§ Exercise objective
Repeat the records word for word.

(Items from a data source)
========================

Issue #6078, opened 2025-12-11
Contextual Parameter Passing to Sub Recipes is broken


dgole:
**Describe the bug**

I'm trying to get context based parameter passing working.  I'm trying to replicate the [travel planner shown in the docs](https://dev-guides.sqprod.co/docs/tools/goose/guides/subrecipes#context-based-parameter-passing).  I've implemented the main recipe and two subrecipes locally at ~/.config/goose/recipes/.  I can run the recipe but it doesn't seem like the parameter passing actually works.  The main recipe does correctly set the param for the subtask, but then when the subtask actually runs it doesn't look like the parm is set for it.   Then the main recipe goes rogue and ignores the subrecipes and does the travel planning task itself.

========================

§ Result for this task
Issue #6078, opened 2025-12-11
Contextual Parameter Passing to Sub Recipes is broken


dgole:
**Describe the bug**

I'm trying to get context based parameter passing working.  I'm trying to replicate the [travel planner shown in the docs](https://dev-guides.sqprod.co/docs/tools/goose/guides/subrecipes#context-based-parameter-passing).  I've implemented the main recipe and two subrecipes locally at ~/.config/goose/recipes/.  I can run the recipe but it doesn't seem like the parameter passing actually works.  The main recipe does correctly set the param for the subtask, but then when the subtask actually runs it doesn't look like the parm is set for it.   Then the main recipe goes rogue and ignores the subrecipes and does the travel planning task itself.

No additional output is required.